PR #20057, opened 2025-12-01
fix(rpc): improve/preserve error messages for TransactionConversionError

### LINKED ISSUE #20052: Improve error message for TransactionConversionError
### Describe the feature

we're currently ignoring the message for
https://github.com/paradigmxyz/reth/blob/b3c00ed602f2a8805974f25be714a3bea26901e9/crates/rpc/rpc-eth-types/src/error/mod.rs#L166-L168

when doing:

https://github.com/paradigmxyz/reth/blob/b3c00ed602f2a8805974f25be714a3bea26901e9/crates/rpc/rpc-eth-types/src/error/mod.rs#L339-L343

## TODO
* convert this into an enum: https://github.com/paradigmxyz/reth/blob/b3c00ed602f2a8805974f25be714a3bea26901e9/crates/rpc/rpc-convert/src/transaction.rs#L486-L489 with the string as one variant
* introduce other variant for cases like https://github.com/paradigmxyz/reth/blob/b3c00ed602f2a8805974f25be714a3bea26901e9/crates/rpc/rpc-eth-api/src/helpers/transaction.rs#L436-L436

### Additional context

_No response_

figtracer:
fixes #20052

### DIFF
--- a/crates/rpc/rpc-convert/src/transaction.rs
+++ b/crates/rpc/rpc-convert/src/transaction.rs
@@ -486,28 +486,12 @@ where
 #[derive(Debug, thiserror::Error)]
 pub enum TransactionConversionError {
     /// Required fields are missing from the transaction request.
-    #[error("required fields missing from transaction request")]
-    MissingRequiredFields,
+    #[error("Failed to convert transaction into RPC response: {0}")]
+    FromTxReq(String),
 
-    /// Conversion from `Consensus` failed.
-    #[error(transparent)]
-    FromConsensus(#[from] FromConsensusError),
-}
-
-/// Error when converting from consensus transaction type.
-#[derive(Debug, thiserror::Error)]
-pub enum FromConsensusError {
-    /// Deposit transactions are special system transactions that are directly
-    /// included in blocks by the sequencer/validator and never enter the mempool.
-    #[error("deposit transactions cannot be pooled")]
-    DepositTransaction,
-    /// Blob transactions without sidecars cannot be pooled. After being included
-    /// in a block, the sidecar data is pruned, making the transaction unpoolable.
-    #[error("blob transaction missing sidecar")]
-    BlobSidecarMissing,
-    /// Transaction type is not supported for pool submission.
-    #[error("transaction type not supported for pool")]
-    UnsupportedForPool,
+    /// Other conversion errors.
+    #[error("{0}")]
+    Other(String),
 }
 /// Generic RPC response object converter for `Evm` and network `Network`.
 ///
@@ -847,7 +831,7 @@ where
         Ok(self
             .sim_tx_converter
             .convert_sim_tx(request)
-            .map_err(|_| TransactionConversionError::MissingRequiredFields)?)
+            .map_err(|e| TransactionConversionError::FromTxReq(e.to_string()))?)
     }
 
     fn tx_env(
--- a/crates/rpc/rpc-convert/src/transaction.rs
+++ b/crates/rpc/rpc-convert/src/transaction.rs
@@ -485,8 +485,15 @@ where
 
 /// Conversion into transaction RPC response failed.
 #[derive(Debug, Clone, Error)]
-#[error("Failed to convert transaction into RPC response: {0}")]
-pub struct TransactionConversionError(String);
+pub enum TransactionConversionError {
+    /// Conversion from `TxReq` to `SimTx` failed
+    #[error("Failed to convert RPC transaction request: {0}")]
+    FromTxReq(String),
+
+    /// Conversion from `Consensus` type failed
+    #[error("Failed to convert transaction from consensus: {0}")]
+    FromConsensus(String),
+}
 
 /// Generic RPC response object converter for `Evm` and network `Network`.
 ///
@@ -826,7 +833,7 @@ where
         Ok(self
             .sim_tx_converter
             .convert_sim_tx(request)
-            .map_err(|e| TransactionConversionError(e.to_string()))?)
+            .map_err(|e| TransactionConversionError::FromTxReq(e.to_string()))?)
     }
 
     fn tx_env(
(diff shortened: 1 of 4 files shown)


crates/rpc/rpc-convert/src/transaction.rs
```diff
@@ -484,9 +483,16 @@ where
...
-pub struct TransactionConversionError(String);
+#[derive(Debug, thiserror::Error)]
+pub enum TransactionConversionError {
+    /// Conversion from `TxReq` to `SimTx` failed
+    #[error("Failed to convert RPC transaction request: {0}")]
+    FromTxReq(String),
+
+    /// Conversion from `Consensus` type failed
+    #[error("Failed to convert transaction from consensus: {0}")]
+    FromConsensus(String),
```
emhane: matching on string isn't type safe. better make new error enums `FromTxReqError` and `FromConsensusError` if you need, with variants for each possible error.

emhane (changes requested):

crates/rpc/rpc-convert/src/transaction.rs
```diff
@@ -485,15 +485,38 @@ where
...
+    FromConsensus(#[from] FromConsensusError),
 }
 
+/// Error when converting from RPC transaction request to simulated transaction.
+#[derive(Debug, thiserror::Error)]
+pub enum FromTxReqError {
+    /// Required fields are missing from the transaction request.
+    #[error("required fields missing from transaction request")]
+    MissingRequiredFields,
+}
```
figtracer: what variants are important here? @emhane

emhane: since you are able to have 
```rust
pub enum TransactionConversionError {
    /// Conversion from `TxReq` to `SimTx` failed.
    #[error(transparent)]
    FromTxReq(#[from] FromTxReqError),
    ..
}
```
instead of
```rust
pub enum TransactionConversionError {
    /// Conversion from `TxReq` to `SimTx` failed.
    #[error(transparent)]
    FromTxReq(String),
    ..
}
```
already, that means you have covered all the necessary variants. I agree that it doesn't make sense to have an enum with one variant only, so let's collapse this by removing this error and simply having
```rust
pub enum TransactionConversionError {
    /// Required fields are missing from the transaction request.
    #[error("required fields missing from transaction request")]
    MissingRequiredFields,

    /// Conversion from `Consensus` failed.
    #[error(transparent)]
    FromConsensus(#[from] FromConsensusError),
}
```
ok?

emhane (changes requested):

crates/rpc/rpc-convert/src/transaction.rs
figtracer: on it

crates/rpc/rpc-convert/src/transaction.rs
```diff
@@ -826,7 +847,7 @@ where
         Ok(self
             .sim_tx_converter
             .convert_sim_tx(request)
-            .map_err(|e| TransactionConversionError(e.to_string()))?)
+            .map_err(|_| TransactionConversionError::MissingRequiredFields)?)
```
emhane: we don't want to loose the error returned by `convert_sim_tx` as it may have valuable info, what error type is that? we should have the `MissingRequiredFields` variant wrap that error type i.e. `MissingRequiredFields(TheErrorType)`

emhane (dismissed):

crates/rpc/rpc-convert/src/transaction.rs
figtracer: this is `convert_sim_tx`:
```rust
pub trait SimTxConverter<TxReq, SimTx>: Clone + Debug + Unpin + Send + Sync + 'static {
    type Err: Error;

    fn convert_sim_tx(&self, tx_req: TxReq) -> Result<SimTx, Self::Err>;
}

impl<TxReq, SimTx> SimTxConverter<TxReq, SimTx> for ()
where
    TxReq: TryIntoSimTx<SimTx> + Debug,
{
    type Err = ValueError<TxReq>;

    fn convert_sim_tx(&self, tx_req: TxReq) -> Result<SimTx, Self::Err> {
        tx_req.try_into_sim_tx()
    }
}

impl<TxReq, SimTx, F, E> SimTxConverter<TxReq, SimTx> for F
where
    TxReq: Debug,
    E: Error,
    F: Fn(TxReq) -> Result<SimTx, E> + Clone + Debug + Unpin + Send + Sync + 'static,
{
    type Err = E;

    fn convert_sim_tx(&self, tx_req: TxReq) -> Result<SimTx, Self::Err> {
        self(tx_req)
    }
}
```
since `TxReq` varies per network, i can't see any good way of solving this besides matching on `String` type which is not desirable, or:
```rust
    /// Required fields are missing from the transaction request.
    #[error("required fields missing from transaction request: {0}")]
    MissingRequiredFields(Box<dyn Error>),
```
but isn't that effectively doing the same thing as matching on `String`?

crates/rpc/rpc-convert/src/transaction.rs
```diff
@@ -484,10 +483,32 @@ where
...
+    #[error("deposit transactions cannot be pooled")]
+    DepositTransaction,
+    /// Blob transactions without sidecars cannot be pooled. After being included
+    /// in a block, the sidecar data is pruned, making the transaction unpoolable.
+    #[error("blob transaction missing sidecar")]
+    BlobSidecarMissing,
+    /// Transaction type is not supported for pool submission.
+    #[error("transaction type not supported for pool")]
+    UnsupportedForPool,
+}
```
mattsse: I don't think we need to limit this to a specific set

we can make one variant for

```
#[error("Failed to convert transaction into RPC response: {0}")]
```

and then have an `Other(String)` variant that only holds the error message

mattsse (changes requested):
cool, only one suggestion re the TransactionConversionError variants, fine if these just use (String) messages

crates/rpc/rpc-convert/src/transaction.rs
figtracer: i think we should just collapse everything into the initial approach since we can use String here; just commited the changes

mattsse (approved):
lgtm, pending @klkvr

klkvr (approved):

> [What to work on]: For each line of the material that contains the word "transactions", make a copy.

> [Written answer]:
-    /// Deposit transactions are special system transactions that are directly
-    #[error("deposit transactions cannot be pooled")]
-    /// Blob transactions without sidecars cannot be pooled. After being included
+    #[error("deposit transactions cannot be pooled")]
+    /// Blob transactions without sidecars cannot be pooled. After being included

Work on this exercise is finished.